MLPerf, an industry consortium of over 70 companies and institutions, has released the second round of AI Inference processing results. These benchmarks now represent production applications from all major areas of AI deployment today. But only a few technologies participated in the contest.
Many observers and investors expect NVIDIA to encounter more competition in the market for inference accelerators. The hypothesis is that GPUs consume too much energy, are expensive, and cannot match purpose-built AI chips’ performance. But NVIDIA has never lost an MLPerf benchmark, and very few companies even try. Let’s look briefly at the results, explore why NVIDIA has continued to lead, and speculate why everyone else is a no-show. Once again, I will use NVIDIA’s graphics because, well, the company does graphics.
MLPerf 0.7 Results
The inference benchmark suite includes seven benchmarks deployed at the edge and the data center in multiple deployment models. If one does the math, MLPerf now encompasses some 35 scenarios.
The four new applications include areas where CPUs have historically dominated but where accelerators are beginning to exhibit promising results. In particular, therecommendation engine market is vast, dominated by Intel, and is ripe for acceleration. But this application can prove challenging to accelerate due to the massive tables needed to predict consumer preferences accurately, which requires a lot of memory, or a creative solution.

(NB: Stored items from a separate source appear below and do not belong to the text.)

PR #49, opened 2016-01-28
Ceph Rados: added id argument to specify rados client id

Crapworks:
Hi all,

thanks for adding ceph rados support to bareos! As it is right now, you have no other choice than to use the client.admin key on bareos, because there is no way to specify a client id for `rados_create()`. I've added a config option "id" where the user can specify a client id.

Since you are using `rados_create()` and not `rados_create2()` the value should be "admin", not "client.admin".

Cheers,
Christian

### DIFF
--- a/src/plugins/filed/plugin-rados.conf
+++ b/src/plugins/filed/plugin-rados.conf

As the following figure shows, NVIDIA dominated the data center runs and did so by a wide margin. However, there were few competitive submissions with which we can compare; only Intel and Xilinx provided results. We will explore why this is once again the case later in this blog.
If NVIDIA is unbeatable, why?
There are three reasons why NVIDIA continues to be the only game in town for #AI in the data center.
- NVIDIA has amazingly fast hardware and optimized software
- NVIDIA builds optimized platforms that are easy to access and deploy.
- NVIDIA nurtures and enjoys a massive ecosystem of cloud service providers, software, and researchers worldwide.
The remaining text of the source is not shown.